Daughter of the Sun: A Tale of Adventure

She indicated still another door and would have gone to open it for
him.  But he brushed by her and threw it back himself and crossed the
threshold impatiently.  And again his emotion surging uppermost briefly
was one of surprise.  The room was empty; it was the unexpected and
incongruous trappings which astonished him.  On all hands the walls,
from ceiling to floor, were hidden by rich silken curtains, hanging in
deep purple folds, displaying a profusion of bright hued woven
patterns, both splendid and barbaric.  The floor was carpeted by a soft
thick rug, as brilliant as the wall drapes.  The two chairs were hidden
under similar drapes, the small square table covered by a mantle of
deep blue and gold which fell to the floor.  Beyond all of this the
solitary bit of furnishing was the object on the table whose oddity
caught and held his eye; a thin column of crystal like a ten-inch
needle, based in a red disc and supporting a hollow cap, the size of an
acorn cup, in which was a single stone or bead of glass, he knew not
which.  He only knew that the thing was alive with the fire in it and
blazed red, and he fancied it was a ruby.She had marked the look on his face and in her eyes the laughter deepened and the mockery stood higher. He frowned and stepped to the table, tossing down the pad of bank notes. "That is yours," he told her briefly. "I don't want it and I won't take it." Then she, too, came forward to the table. Her left hand took up the money swiftly, eagerly, it struck him, and thrust it out of sight somewhere among the folds of her gown. Then finally her laughter parted her lips and the low music of it filled the room. He knew in a flash now that she had never meant to allow her winnings to escape her; that there had been craft in the wording of the message she had sent him; that all along she counted on his coming to her as he had come. She sank into the chair nearest her and indicated the other to him. "If Señor Kendric will be seated," she said lightly, "I should like to speak with him."
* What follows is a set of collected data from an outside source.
PR #700, opened 2019-02-11
Add logFullScreen option 

pamelafox:

This PR adds a logFullScreen option to LiveEditor, which then gets passed to LiveEditorOutput and then to PJSOutput. It ultimately gets used to trigger a full-screen log after the Processing sketch loads. 

(See my related PR in processing-js repo: https://github.com/Khan/processing-js/pull/12)

This PR is 99% option forwarding.

No, and will not be used by majority of programs anyway.

No. 

### Risks involved

There's the usual risk in adding a new option in that it adds slightly more complexity and maintenance burden.

Yes, external/processing-js PR

Locally, I edited LiveEditor demos/simple/index.html to set logFullScreen to true and verified that worked. I also checked I could trigger the processingJS change by simply typing println("LOGFULLSCREEN").

There's no control for it in webapp yet, so only the latter test would work there.

### DIFF
--- a/js/output/pjs/pjs-output.js
+++ b/js/output/pjs/pjs-output.js
@@ -166,6 +166,9 @@ window.PJSOutput = Backbone.View.extend({
     build: function(canvas, enableLoopProtect, loopProtectTimeouts) {
         this.processing = new Processing(canvas, (instance) => {
             instance.draw = this.DUMMY;
+            if (this.options.logFullScreen) {
+              instance.println("FULLSCREENLOG");
+            }
         });
 
         // The reason why we're passing the whole "output" object instead of
@@ -225,6 +228,10 @@ window.PJSOutput = Backbone.View.extend({
 
             // Restart execution
             this.output.restart();
+        }
+        if (this.processing) {
+            // find log
+
         }
     },
 
--- a/js/output/pjs/pjs-output.js
+++ b/js/output/pjs/pjs-output.js
@@ -229,10 +229,6 @@ window.PJSOutput = Backbone.View.extend({
             // Restart execution
             this.output.restart();
         }
-        if (this.processing) {
-            // find log
-
-        }
     },
 
     messageHandlers: {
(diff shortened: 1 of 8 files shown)


js/output/pjs/pjs-output.js
```diff
@@ -166,6 +166,9 @@ window.PJSOutput = Backbone.View.extend({
     build: function(canvas, enableLoopProtect, loopProtectTimeouts) {
         this.processing = new Processing(canvas, (instance) => {
             instance.draw = this.DUMMY;
+            if (this.options.logFullScreen) {
+              instance.println("FULLSCREENLOG");
+            }
```
kevinbarabash: It looks like this may have been used for testing purposes.  Please remove before merging.

kevinbarabash:
I tried re-running the travis build but that did not help. :(

kevinbarabash:
@pamelafox I tried click on https://github.com/Khan/processing-js/compare/66bec3a3ae88262fcb8e420f7fa581b46f91a052...5d411aa4081fbae04fda71dfb41ff0dc9ff6e7d2 to see the changes in `processing-js` but there's nothing there.  Is it possible that the commit that this PR is referencing doesn't exist in `Khan/processing-js`?

pamelafox:
@kevinbarabash I updated the submodule to point at the pushed PR (https://github.com/Khan/processing-js/pull/12/files). I think that's also why Travis kept failing, it just passed.

js/output/pjs/pjs-output.js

In blazing anger had Kendric come here. Now, seeing clearly just how she had played with him the blood grew hotter in his face and hammered at his temples. "_Señora_," he said crisply, "there need be no talk between you and me since we have no business together." "_Señorita_," she corrected him curiously. "I am not married." "Nor is that a matter for us to discuss." He meant, as he desired, to be rude to her. "Since it does not interest me."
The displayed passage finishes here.